Could you count the lines in the listing that include the word "able"? Give only the number.

====================

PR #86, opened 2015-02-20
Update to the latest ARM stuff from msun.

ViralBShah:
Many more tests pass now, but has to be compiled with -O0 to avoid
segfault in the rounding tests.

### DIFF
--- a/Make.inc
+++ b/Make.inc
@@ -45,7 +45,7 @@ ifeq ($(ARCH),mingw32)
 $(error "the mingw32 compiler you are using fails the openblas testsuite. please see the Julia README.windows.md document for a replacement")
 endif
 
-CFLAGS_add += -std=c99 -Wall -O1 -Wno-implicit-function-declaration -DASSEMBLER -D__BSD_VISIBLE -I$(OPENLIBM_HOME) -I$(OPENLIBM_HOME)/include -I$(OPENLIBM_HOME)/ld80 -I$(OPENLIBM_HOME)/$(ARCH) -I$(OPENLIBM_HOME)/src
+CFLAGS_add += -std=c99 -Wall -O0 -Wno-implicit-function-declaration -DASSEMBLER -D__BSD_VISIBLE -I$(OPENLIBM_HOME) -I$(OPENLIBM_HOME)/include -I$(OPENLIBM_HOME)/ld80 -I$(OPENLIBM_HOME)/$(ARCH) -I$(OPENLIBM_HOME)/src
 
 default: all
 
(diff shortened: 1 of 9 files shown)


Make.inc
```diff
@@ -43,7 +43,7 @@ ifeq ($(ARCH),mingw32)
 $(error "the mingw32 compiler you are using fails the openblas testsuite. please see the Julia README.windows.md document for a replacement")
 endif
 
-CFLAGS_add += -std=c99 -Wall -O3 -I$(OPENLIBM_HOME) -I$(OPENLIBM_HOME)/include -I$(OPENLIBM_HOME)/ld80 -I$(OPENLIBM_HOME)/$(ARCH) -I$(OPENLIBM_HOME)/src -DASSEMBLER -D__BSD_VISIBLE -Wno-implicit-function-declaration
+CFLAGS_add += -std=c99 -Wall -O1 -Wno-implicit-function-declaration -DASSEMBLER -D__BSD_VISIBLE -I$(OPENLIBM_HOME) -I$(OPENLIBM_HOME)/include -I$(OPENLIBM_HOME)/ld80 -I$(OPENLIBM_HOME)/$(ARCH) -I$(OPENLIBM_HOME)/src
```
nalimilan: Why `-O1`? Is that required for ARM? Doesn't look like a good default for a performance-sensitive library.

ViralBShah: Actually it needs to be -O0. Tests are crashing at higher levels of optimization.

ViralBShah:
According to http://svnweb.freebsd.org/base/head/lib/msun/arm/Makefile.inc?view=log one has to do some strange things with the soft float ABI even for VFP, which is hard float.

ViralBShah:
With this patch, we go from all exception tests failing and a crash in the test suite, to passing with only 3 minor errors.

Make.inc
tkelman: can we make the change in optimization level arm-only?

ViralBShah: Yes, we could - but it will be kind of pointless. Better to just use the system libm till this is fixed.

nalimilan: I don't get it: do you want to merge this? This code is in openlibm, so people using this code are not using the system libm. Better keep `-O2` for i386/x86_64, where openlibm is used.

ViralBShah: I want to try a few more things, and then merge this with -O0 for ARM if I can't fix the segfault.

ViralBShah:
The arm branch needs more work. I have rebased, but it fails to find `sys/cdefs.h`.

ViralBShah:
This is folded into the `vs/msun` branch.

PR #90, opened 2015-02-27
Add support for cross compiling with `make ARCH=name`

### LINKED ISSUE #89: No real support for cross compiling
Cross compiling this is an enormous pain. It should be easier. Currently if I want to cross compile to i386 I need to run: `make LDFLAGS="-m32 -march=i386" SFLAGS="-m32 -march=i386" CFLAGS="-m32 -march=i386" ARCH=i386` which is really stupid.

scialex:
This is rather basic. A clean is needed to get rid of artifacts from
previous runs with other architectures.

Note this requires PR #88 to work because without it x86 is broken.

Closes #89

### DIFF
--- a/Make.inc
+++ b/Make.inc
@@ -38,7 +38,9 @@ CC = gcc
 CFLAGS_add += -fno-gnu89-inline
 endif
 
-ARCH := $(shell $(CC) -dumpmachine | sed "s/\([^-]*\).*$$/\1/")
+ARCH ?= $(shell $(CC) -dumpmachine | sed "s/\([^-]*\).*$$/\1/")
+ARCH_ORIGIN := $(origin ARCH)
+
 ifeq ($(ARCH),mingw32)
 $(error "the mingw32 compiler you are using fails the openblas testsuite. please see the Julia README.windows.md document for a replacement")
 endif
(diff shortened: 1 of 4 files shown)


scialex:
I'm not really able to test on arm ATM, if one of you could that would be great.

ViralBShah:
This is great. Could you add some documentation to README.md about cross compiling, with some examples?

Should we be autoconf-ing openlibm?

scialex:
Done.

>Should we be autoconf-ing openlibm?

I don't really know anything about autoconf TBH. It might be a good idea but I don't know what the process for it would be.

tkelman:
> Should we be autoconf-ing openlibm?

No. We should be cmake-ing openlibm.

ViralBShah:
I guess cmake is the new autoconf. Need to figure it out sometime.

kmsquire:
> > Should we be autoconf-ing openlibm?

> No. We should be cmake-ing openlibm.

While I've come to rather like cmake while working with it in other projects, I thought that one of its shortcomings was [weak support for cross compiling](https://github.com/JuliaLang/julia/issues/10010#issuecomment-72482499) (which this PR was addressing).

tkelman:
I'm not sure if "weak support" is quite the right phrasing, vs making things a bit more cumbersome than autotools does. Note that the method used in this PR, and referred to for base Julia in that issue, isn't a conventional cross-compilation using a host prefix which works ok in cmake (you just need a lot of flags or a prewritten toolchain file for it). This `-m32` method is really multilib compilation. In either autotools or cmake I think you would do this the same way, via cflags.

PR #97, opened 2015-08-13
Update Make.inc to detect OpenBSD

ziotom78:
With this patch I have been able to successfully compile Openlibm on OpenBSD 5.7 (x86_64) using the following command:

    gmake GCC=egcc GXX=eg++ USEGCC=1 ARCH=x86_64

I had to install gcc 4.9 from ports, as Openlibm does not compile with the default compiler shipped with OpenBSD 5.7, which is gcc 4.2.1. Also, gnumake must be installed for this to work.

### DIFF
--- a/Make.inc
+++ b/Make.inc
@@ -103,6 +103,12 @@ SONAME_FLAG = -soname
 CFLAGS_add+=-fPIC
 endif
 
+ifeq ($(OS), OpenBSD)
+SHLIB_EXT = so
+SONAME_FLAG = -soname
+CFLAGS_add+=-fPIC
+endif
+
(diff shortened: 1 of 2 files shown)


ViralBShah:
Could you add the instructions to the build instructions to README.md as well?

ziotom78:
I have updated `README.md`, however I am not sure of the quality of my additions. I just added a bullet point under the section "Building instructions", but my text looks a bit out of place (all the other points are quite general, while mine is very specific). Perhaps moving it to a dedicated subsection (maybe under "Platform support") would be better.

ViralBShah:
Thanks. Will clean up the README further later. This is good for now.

====================

- Answer to this task
2